Mailing Lists To Purchase

Statistical probability question (the key issue, but simple question)?
An advertiser-mail directly to a recurring problem mailing lists. Historically, approximately 18% of addresses in the list maililing were bad. The advertiser can buy a new list, no right to a small percentage of bad addresses. As a test before buying the new list, the advertiser takes a random sample of 200 addresses and sends catalogs mail. After a certain time arrives, the poster is of the opinion that 32 of the 200 addresses were bad. P (32 less bad addresses) Q = 0.2635), 32 Someonew how bad addresses is certainly lower than the 36 deals in bad expected, based on historical rates of 18%, and recommends to the advertiser buy the new list. How would you react?

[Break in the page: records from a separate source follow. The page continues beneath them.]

PR #378, opened 2023-06-30
Implemented an in-memory cache with LRU eviction for images

danschwarz:
The cache doesn't write to disk, but I think this is a reasonable option. It is set to a 10Mb cache at the moment; we could add a setting and/or command line option to change the cache size.

### DIFF
--- a/requirements-dev.txt
+++ b/requirements-dev.txt
@@ -6,3 +6,4 @@ sphinx
 sphinx-autobuild
 twine
 wheel
+debugpy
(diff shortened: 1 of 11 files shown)


danschwarz:
Thanks to @davesteele for the code I used as a starting point; per his [response to me] (https://gist.github.com/davesteele/44793cd0348f59f8fadd49d7799bd306?permalink_comment_id=4613737#gistcomment-4613737)it is OK to use for GPL2+ compatible licenses.

danschwarz:
closed because it includes unwanted debugger code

I make the following hypothesis test showed that the statistic is not suggesting that the ratio is to test the hypothesis of less than 18% for proportions: Let X be the number of successes in n independent and identically distributed Bernoulli trials, let X ~ binomial (n, p) To test the null hypothesis of the form H0: p = p0, or H0: ≥ or H0: p ≤ p p0 p0 Assuming n * p0> 10 and n * (1-P0)> 10 (some say that the necessary condition here is more high five, I prefer the more conservative assumptions while the approximations in the tail of the distribution are more accurate), then find the test statistic z = (Phat – P0) * / P0 sqrt ((1-P0) / n), where X = Phat / n The p-value test is the area under the normal curve that is consistent with the alternative hypothesis. H1: p ≠ p0, p-value is the area in the tails more | H1 z | p-p value <p0, is the area left of l'A AZ H1: P> p0, p-value is the region the right of z If the p-value less or equal to α level of significance, namely, p-value ≤ α, then reject the null hypothesis and conclude alternative is true. If the value of p above a level of significance, ie the p value> α, then we do not reject the null hypothesis and conclude that the hypothesis null is plausible. Note that we can conclude that the alternative is true, but we can not conclude that the null hypothesis is false, it is plausible. Tests hypothesis to this question is: H0 ≥ p: 0.18 vs. H1: p 0.18 "The test statistic is: z = (0.16 to 0.18) / (√ (0.18 * (1-0.18) / 200) z = -0.7362102 The value of p = P (Z <z) = P (Z <-0.7362102) = 0.2308014 Since the p-value exceeds the significance level of 0.05 does can not reject the null hypothesis and conclude p ≥ 0.18 is plausible.